PR #313, opened 2020-01-10
Update the iscsi-formula usage to work with v1.1.1

arbulu89:
Code updated to work with the v1.1.1 iscsi-formula:
https://github.com/saltstack-formulas/iscsi-formula
It had a bug so I have submitted a patch in a new PR here:
https://github.com/saltstack-formulas/iscsi-formula/pull/32

Tested and working. The package in https://build.opensuse.org/project/show/network:ha-clustering:Unstable must be updated together with this PR, and eventually the factory repository to match with the master branch

@juadk With this change all the workarounds for qa are not needed anymore. Basically, I have replaced the old `saveconfig.json` file in the new `iscsi_srv_qa.sls` file replicating the data. Have a look there please


arbulu89:
@juadk @nick-wang Any thoughts on this?

juadk:
> @juadk @nick-wang Any thoughts on this?

Yes, I plan to test it asap, sorry for the delay.

arbulu89:
> LGTM, tested in AWS (not cloud provider specific) with 15SP1 and QA_MODE.
> I used iscsi-formula-1.1.1 and salt-formulas-configuration-0.0.2 from your [home project](https://download.opensuse.org/repositories/home:/xarbulu:/sap-deployment/SLE_15_SP1)
> Just one small comment, I wonder if we couldn't use only one pillar files. Looks like the difference is just two more devices in the qa one. Could be unify later.

Yes, we can do that. I don't really know what for you use this qa specific configuration. In our case, we need 3 different disks to use sbd with hana, drbd and netweaver. That's why we have this configuration.
We can unify though in a next PR.

nick-wang:
> Just one small comment, I wonder if we couldn't use only one pillar files. Looks like the difference is just two more devices in the qa one. Could be unify later.

If only devices number is important, i think we can remove the `qa` configurations.
@juadk @arbulu89  Please help to check & review 
https://github.com/SUSE/ha-sap-terraform-deployments/pull/325

Issue #301, opened 2019-12-18
Netweaver Cluster is wrongly configured on Prometheus


diegoakechi:
All the 4 machines for the Netweaver cluster are being included as part of the netweaver-cluster job inside Prometheus configuration. 

The job_name is used to group the cluster nodes from the monitoring perspective.

As on Netweaver, only the ERS and ASCS hosts are part and maintained by pacemaker cluster, having the PAS and AAS instances inside the configuration causes distortion on the metrics/dashboards. 

The ERS and ASCS should be included as part of the job_name clusters, and the AAS and PAS could be included in a second job_name, called as `netweaver-appservers` as a suggestion.

stefanotorresi:
I don't think we need an additional `job_name`, because this bears no semantic in relation to Pacemaker. On the contrary, it generically identifies a set of targets, and not all of these are `ha_cluster_exporter` instances. In the case of Netweaver, we'll have 4 instances of `node_exporter` and just 2 of `ha_cluster_exporter`.
What we need to change is to only set the `ha_cluster_exporter` targets for the nodes where it actually has to run.

PR #314, opened 2020-01-13
Feature/filter dashboard nodes

arbulu89:
Filter properly the netweaver nodes in the grafana dashboard to only show the cluster members.
Besides that
- I have updated the HANA dashboard to only have the option to select nodes with a HANA db installed and filter properly the other multicheck boxes.
- I have fixed the systemd units filter to have more precision (otherwise some systemd units like fsck with some files with hana in their name were shown).

As a comment, the `node_exporter` data is shown only for the nodes in the HA cluster. If we want to keep the 4 netweaver cluster in the panel and only show the HA data for the nodes having this exporter we will need to do changes.

https://github.com/SUSE/ha-sap-terraform-deployments/issues/301

@stefanotorresi @MalloZup Temporary dashboard available in http://10.162.31.160

PD: And finally, a small bugfix for qa_mode in `repos.sls`


MalloZup:
@arbulu89 thx for pr can we have a screenshot?

arbulu89:
image
image
image

stefanotorresi:
> As a comment, the `node_exporter` data is shown only for the nodes in the HA cluster. If we want to keep the 4 netweaver cluster in the panel and only show the HA data for the nodes having this exporter we will need to do changes.

I think this is how it should be. The HA Cluster dashboard is supposed to show details about a Pacemaker cluster, and only two of the Netweaver nodes apply.

arbulu89:
After internal discussion with @stefanotorresi , we have agreed that the current solution is not what we want. We want to still have the `node_exporter` data in the multi cluster dashboard, and only filter the nodes in the detailed HA dashboad, to avoid having non HA nodes to be selected.

arbulu89:
@stefanotorresi I have added the changes for:
1. Only show the nodes if the export HA metrics in the `Node` multi select option
2. Fix a pattern in the `Resource` table that was adding more metrics than the expected ones

As commented, the unique drawback is that if the ha exporter is not working, we won't see and choose the nodes (what I think is good) in that multi select.

PR #325, opened 2020-01-19
iscsi_srv: use flexible pillar file to reduce duplication.

nick-wang:
Replace the iscsi pillar file with flexible partitions retrieve from grains file.

The current design is using 3 out of 5 partitions,` qa_mode` using the whole 5 partitions. 
Could remove the *iscsi_srv_qa.sls*, If the `alua_tpgs` and `attributes` parameters it not important in `qa_mode`.


nick-wang:
@juadk Could you help to confirm besides partitions number, is the difference of `alua_tpgs` and `attributes` necessary in `qa_mode`?
If not, we can remove the qa specific configuration and condition.
(set to `WIP` due to the question)

salt/pillar/iscsi_srv.sls
```diff
@@ -1,3 +1,10 @@
+{% set devicenum = 'abcdefghijklmnopqrstuvwxyz' %}
+{% set partitions = salt['grains.get']('partitions') %}
```
arbulu89: We could just have `grains['partitions']` here.

salt/pillar/iscsi_srv.sls
```diff
@@ -1,3 +1,10 @@
...
+
+{% if not grains.get('qa_mode', False) %}
+{% set partitions = (partitions|list)[:3] %}
```
arbulu89: Why this `[:3]` hardcoded? It should represent what we have in the partitions entry, right?
If we have 5 partitions, we should offer 5 partitions even though we are not running `qa_mode` in my opinion.

Other option would be to expose other parameter in the terraform part to select the device number to offer.

juadk:
> @juadk Could you help to confirm besides partitions number, is the difference of `alua_tpgs` and `attributes` necessary in `qa_mode`?
> If not, we can remove the qa specific configuration and condition.
> (set to `WIP` due to the question, though the changed pillar file is ready to use/test.)

AFAIK, only partitions number is the difference which matter. `alua_tpgs` and `attributes` are used because there are in the iscsi pillar example. I will give a try with your new pillar file.

nick-wang:
> By now, waiting to the review of some QA member.
> I have added a couple of comments besides that. Specially, I wouldn't hardcode to 3 the number of disk offered.

I just follow the current design. To be honest, i don't know why divide into 5 partitions but only expose 3 by default.
I could change if we get a consensus here.

nick-wang:
> > @juadk Could you help to confirm besides partitions number, is the difference of `alua_tpgs` and `attributes` necessary in `qa_mode`?
> > If not, we can remove the qa specific configuration and condition.
> > (set to `WIP` due to the question, though the changed pillar file is ready to use/test.)
> 
> AFAIK, only partitions number is the difference which matter. `alua_tpgs` and `attributes` are used because there are in the iscsi pillar example. I will give a try with your new pillar file.

Great! So we could drop one of the pillar file without different `alua_tpgs` and `attributes`.

salt/pillar/iscsi_srv.sls
juadk: > Other option would be to expose other parameter in the terraform part to select the device number to offer.
I think it's good idea too.

nick-wang:
@juadk @arbulu89  Is 5 partitions still needed in `qa_mode`?

If so, I am thinking we could expose all configured *partitions* by default. Add another parameters in terraform for the numbers of *partitions* needed in environment. 
For example, the current usage is 3 out of 5. (0 or `bigger than all partitions` will be treated as `all`)
How do you think of this? Or a better idea.

juadk:
> @juadk @arbulu89 Is 5 partitions still needed in `qa_mode`?
> 
> If so, I am thinking we could expose all configured _partitions_ by default. Add another parameters in terraform for the numbers of _partitions_ needed in environment.
> For example, the current usage is 3 out of 5. (0 or `bigger than all partitions` will be treated as `all`)
> How do you think of this? Or a better idea.

Actually, 3 are needed for the moment, one for sbd and two for drbd. But it could possible to add another test that requires more devices later.

nick-wang:
> Actually, 3 are needed for the moment, one for sbd and two for drbd. But it could possible to add another test that requires more devices later.

Got it. I could leave the 5 in `grains` and expose them all by default. 
With another terraform option if need limited partitions attached to iscsi server.(though the needs is weird as well.)

libvirt/main.tf
```diff
@@ -33,6 +33,7 @@ module "iscsi_server" {
   source                 = "./modules/iscsi_server"
   iscsi_count            = var.shared_storage_type == "iscsi" ? 1 : 0
   iscsi_image            = var.iscsi_image
+  iscsi_disks            = var.iscsi_disks
```
juadk: why didn't you update other providers? I only see changes for libvirt here.

nick-wang: I forget this...

nick-wang: Fix in the new commit. Thanks for the review.

nick-wang:
> @nick-wang
> I think the variable `iscsi_disks` is missing in the iscsi module variables file. I don't know if this raises a warning at least.
> I would add it, as the variable is in fact iscsi thing.
> 
> Finally, you have updated documentation only for gcp and aws. I would include the variable in Azure and Libvirt too

Fix in the rebased commit.

juadk:
> Besides that, and if @juadk agrees, I would remove the 5 disks creation to 3 disks creation. It makes more sense. If we need more we can always change, but having them "just in case" is something that I would prefer avoiding.

Yes, I agree for keeping 3 disks.

nick-wang:
@juadk @arbulu89 Thanks for the review.

I changed the iscsi partitions from 5 to 3 in libvirt/gcp/aws/azure in the [latest commit](https://github.com/SUSE/ha-sap-terraform-deployments/pull/325/commits/bf7b6a474456241605524229add947a263f639d0)
```
partitions:
  1:
    start: 1
    end: 33%
  2:
    start: 33%
    end: 67%
  3:
    start: 67%
    end: 100%
```
`PASSED` on my test against *libvirt*. If none of you object to this, i will merge it tomorrow.

juadk:
> `PASSED` on my test against _libvirt_. If none of you object to this, i will merge it tomorrow.

You are welcome Nick, no objection for merging this one.

nick-wang:
Thank you all for review!

PR #331, opened 2020-01-25
Create Azure Monitoring terraform module

Simranpal:
Created a new terraform module for monitoring. 
Need to check if any existing files in azure root folder can be removed


Simranpal:
Hi @arbulu89  Do you think that we should remove certain root directory tf files, like `monitoring.tf ``instances.tf` now that we are moving the resources, definitions into modules

arbulu89:
> Hi @arbulu89 Do you think that we should remove certain root directory tf files, like `` monitoring.tf ``instances.tf `` now that we are moving the resources, definitions into modules

I would like that, but I see the value of having different variables files (but they should be renamed to, monitoring_variables.tf or so). Here we would need a bigger consensus, all the variables in one files vs different variables files.

Definetely instances.tf need to be removed.

azure/modules/monitoring/main.tf
```diff
@@ -0,0 +1,126 @@
+# Availability set for the monitoring VMs
+
+resource "azurerm_availability_set" "hana-availability-set" {
```
arbulu89: We don't need an availability set for monitoring, isn't it?
We can remove it

azure/modules/monitoring/main.tf
```diff
@@ -0,0 +1,126 @@
...
+    name              = "disk-monitoring-Data01"
+    caching           = "ReadWrite"
+    create_option     = "Empty"
+    disk_size_gb      = "10"
+    lun               = "0"
+    managed_disk_type = "Standard_LRS"
+  }
+
+  os_profile {
+    computer_name  = "monitoring"
```
arbulu89: Let's change the `computer_name` to `vmmonitoring`

Simranpal:
Thanks for the review @arbulu89 ! If this looks good, I will merge

PR #332, opened 2020-01-28
[master] Fix a typo and some grammar improvements

pablomh:


diegoakechi:
@pablomh Can you push this change also to the `develop` branch, so we avoid that it gets overwritten?

Thanks for your contribution!

PR #334, opened 2020-01-29
Feature/gcp netweaver

arbulu89:
DRBD and NW for GCP.
**INFO: The cluster creation works but the failovers won't be done properly as the GCP resource agents are not configured. They are not shipped yet in SLE or SLES4SAP.**

Summarazing:
1. Create terraform modules for DRBD and NETWEAVER
2. Adapt salt code (mostly how to download NETWEAVER software from storage buckets)
3. Create the static routes as a temporary solution
4. Update docs and pillar examples


gcp/main.tf
```diff
@@ -0,0 +1,58 @@
...
+  gcp_credentials_file      = var.gcp_credentials_file
+  network_domain            = "tf.local"
+  host_ips                  = var.netweaver_ips
+  iscsi_srv_ip              = google_compute_instance.iscsisrv.network_interface.0.network_ip
+  public_key_location       = var.public_key_location
+  private_key_location      = var.private_key_location
+  cluster_ssh_pub           = var.cluster_ssh_pub
+  cluster_ssh_key           = var.cluster_ssh_key
+  netweaver_software_bucket = var.netweaver_software_bucket
+  netweaver_nfs_share       = "${var.drbd_cluster_vip}:/HA1" # drbd cluster ip address is hardcoded by now
```
Simranpal: I see it is `drbd_cluster_vip` is now configurable via terraform.tfvars. Maybe we can remove the comment

salt/netweaver_node/files/pillar/netweaver.sls
```diff
@@ -1,10 +1,15 @@
-{% set iprange = ".".join(grains['host_ips'][0].split('.')[0:-1]) %}
+{%- set iprange = '.'.join(grains['host_ips'][0].split('.')[0:-1]) %}
```
Simranpal: Hi @arbulu89 I noticed you added dash `-` bfore the jinja statements. what is the difference with that

gcp/modules/drbd_node/main.tf
```diff
@@ -0,0 +1,67 @@
...
+
+resource "google_compute_disk" "data" {
+  count = var.drbd_count
+  name  = "${terraform.workspace}-disk-drbd-${count.index}"
+  type  = var.drbd_data_disk_type
+  size  = var.drbd_data_disk_size
+  zone  = element(var.compute_zones, count.index)
+}
+
+# temporary HA solution to create the static routes, eventually this routes must be created by the RA gcp-vpc-move-route
```
Simranpal: Hi Xabi, I did not understand what is the temporary solution for creating routes. Is this managed via gcp somehow?

salt/netweaver_node/files/pillar/netweaver.sls
arbulu89: When you add a `-` the template doesn't create a new line entry in this point of the file. Without this dash we would have an ugly empty line there hehe

gcp/modules/drbd_node/main.tf
arbulu89: The routes should be created by the `gcp-vpc-move-route` RA that we are not shipping properly yet. When the resource agent is there an properly configured we will be able to remove these static routes entries.

salt/netweaver_node/files/pillar/netweaver.sls
Simranpal: ok thanks, thats good!

PR #338, opened 2020-01-30
Make Azure VM sizes configurable for all terraform modules

Simranpal:
As most of the VM sizes `(vm_size)` in Azure were hardcoded, this PR makes them configurable, for terraform modules (drbd, hana, scsi server, netweaver, monitoring)

Also updating the different variable names (instance_type, instancetype, vm_size) to use one name ie `vm_size`

### DIFF
--- a/azure/modules/hana_node/variables.tf
+++ b/azure/modules/hana_node/variables.tf
@@ -82,6 +82,7 @@ variable "hana_public_version" {
 
 variable "vm_size" {
   type    = string
+  default = "Standard_M128s"
 }
 
 variable "admin_user" {
--- a/azure/modules/hana_node/variables.tf
+++ b/azure/modules/hana_node/variables.tf
@@ -80,7 +80,7 @@ variable "hana_public_version" {
   type    = string
 }
 
-variable "instancetype" {
+variable "vm_size" {
   type    = string
 }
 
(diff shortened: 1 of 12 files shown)


azure/modules/hana_node/variables.tf
```diff
@@ -80,7 +80,7 @@ variable "hana_public_version" {
   type    = string
 }
 
-variable "instancetype" {
+variable "vm_size" {
   type    = string
```
arbulu89: Can we add here a default value? The same as the main variables.tf file
`default = "Standard_M128s"`

azure/variables.tf
```diff
@@ -1,9 +1,9 @@
 # Launch SLES-HAE of SLES4SAP cluster nodes
 
 # Variables for type of instances to use and number of cluster nodes
-# Use with: terraform apply -var instancetype=Small -var hana_count=2
+# Use with: terraform apply -var hana_vm_size=Standard_M128s -var hana_count=2
 
-variable "instancetype" {
+variable "hana_vm_size" {
   type    = string
```
arbulu89: Add a description as in the other variables please

azure/variables.tf
```diff
@@ -91,6 +91,12 @@ variable "iscsi_srv_ip" {
   default     = "10.74.1.10"
 }
 
+variable "iscsi_vm_size" {
+  description = "VM size for the iscsi server machine. Default to Standard_D2s_v3"
```
arbulu89: I don't think we need to put the last part of the description `Default to Standard_D2s_v3`;
This is already visible in the default parameter.
I would remove it.

PR #340, opened 2020-02-03
Feature/aws hana improvements

arbulu89:
Improvements to deploy a HANA cluster in aws following the best practices guide:
https://www.suse.com/media/guide/suse_linux_enterprise_server_for_sap_applications_12_sp3_for_the_aws_cloud_setup_guide.pdf?_ga=2.67759635.36618273.1580225010-1421744106.1546416539

**INFO: This PR depends on some crmsh changes**

Changes:
- 2 availability zone
- 2 subnets
- AWS overlay IP address as floating IP address
- (security groups: We have all the ports open internally...)
- Tag the VM instances
- Create a new AWS cli profile. **Now, instead of passing the path to a cuurent aws credentials file, the keys are passed as parameter. The keys are printed in the logs, so it needs an improvement here**
- Disable the source/destinaion check
- Check cloud-netconfig-ec2 is isntalled
- Configure AWS resource agents
- Configure AWS fence agents


MalloZup:
travis is failing @Simranpal  might take look

MalloZup:
@ldevulder @juadk  how about you on this? tia

aws/instances.tf
```diff
@@ -76,7 +94,12 @@ resource "aws_instance" "monitoring" {
     device_name = "/dev/xvdd"
   }
 
+  volume_tags = {
+    Name = "${terraform.workspace}-monitoring"
+  }
+
   tags = {
     Name = "${terraform.workspace} - Monitoring"
```
Simranpal: Hi @arbulu89 the spacing before `=` needs to align with next line

Simranpal:
> travis is failing @Simranpal might take look

@MalloZup @arbulu89 the travis error with ` terraform fmt` check fails, just due to terraform space formatting I think.

ldevulder:
I'm not able to test this PR as it is not synced with the master branch. I tried to manually adapt but there is a weird change in `pillar_examples/automatic/hana/cluster.sls` with `hana_cluster_vip` variable (I don't have it in the current master branch).

Please rebase and I will try to test it ;-)

aws/variables.tf
```diff
@@ -75,9 +81,12 @@ variable "private_key_location" {
   type = string
 }
 
-variable "aws_credentials" {
```
ldevulder: Please don't remove this! It is used by the openQA tests!

I'm OK to add possibility to use variable for `key_id` and `access_key`, but we should keep the ability to use a credential file.

arbulu89: Ok, I will keep both options!

arbulu89:
@ldevulder We cannot merge this PR until some changes in crmsh reach SLE. The requests are already done. I will add some comment here when the PR is ready to be tested properly.
Thank you for your help anyway!

arbulu89:
@ldevulder Option to use an already existing aws credentials file added again (it works exactly like originally works before this changes)

arbulu89:
@diegoakechi @ldevulder @MalloZup Open question here.
This PR depends on some changes in crmsh. This changes are not in SLE yet, so we cannot depend on SCC for that. The changes are in our OBS repos though.

The unique way to make this work is to use the `devel_mode` option.
So, do you think we should merge? Or should we wait until this change reaches SLE? (this 2nd might take long...).
Anyway, the old AWS deployment is far away of being really good... (at least, compared with best practices guide...)

arbulu89:
AWS data provider implementation added. I have added it as a module, because we will need to reuse this in Netweaver. Some docs:
https://d0.awsstatic.com/enterprise-marketing/SAP/aws-data-provider-for-sap.pdfhttps://www.suse.com/media/guide/suse_linux_enterprise_server_for_sap_applications_12_sp3_for_the_aws_cloud_setup_guide.pdf?_ga=2.67759635.36618273.1580225010-1421744106.1546416539 (chapter 4.1.8)

aws/variables.tf
arbulu89: Both options are available now!

PR #348, opened 2020-02-05
Add documentation info on salt pillar encryption

Simranpal:
Adding info and links to the salt pillar encryption

Does the current Readme location makes sense? 
Should we provide the pros/cons on using gpg keys in current approach as I did?


MalloZup:
@arbulu89  imho we can live with this doc only here.

diegoakechi:
@arbulu89 I think we can merge it here, but I agree it should be mentioned on the formulas too, since formulas are intended to be used stand-alone. @Simranpal can you take care of creating the PR for the other projects?

PR #343, opened 2020-02-04
Move remaining resources to main.tf, variables.tf

Simranpal:
I have moved the remaining resources (outside existing modules) into the main.tf.
mainly provider, resource group & network.

Also updated readme to reflect the changes.

PR #352, opened 2020-02-10
Pass the missing tf variables from main.tf to modules for Azure

Simranpal:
########################################
For each line in the entries that holds "panel", return that line.

- _YOUR SOLUTION_
As a comment, the `node_exporter` data is shown only for the nodes in the HA cluster. If we want to keep the 4 netweaver cluster in the panel and only show the HA data for the nodes having this exporter we will need to do changes.
> As a comment, the `node_exporter` data is shown only for the nodes in the HA cluster. If we want to keep the 4 netweaver cluster in the panel and only show the HA data for the nodes having this exporter we will need to do changes.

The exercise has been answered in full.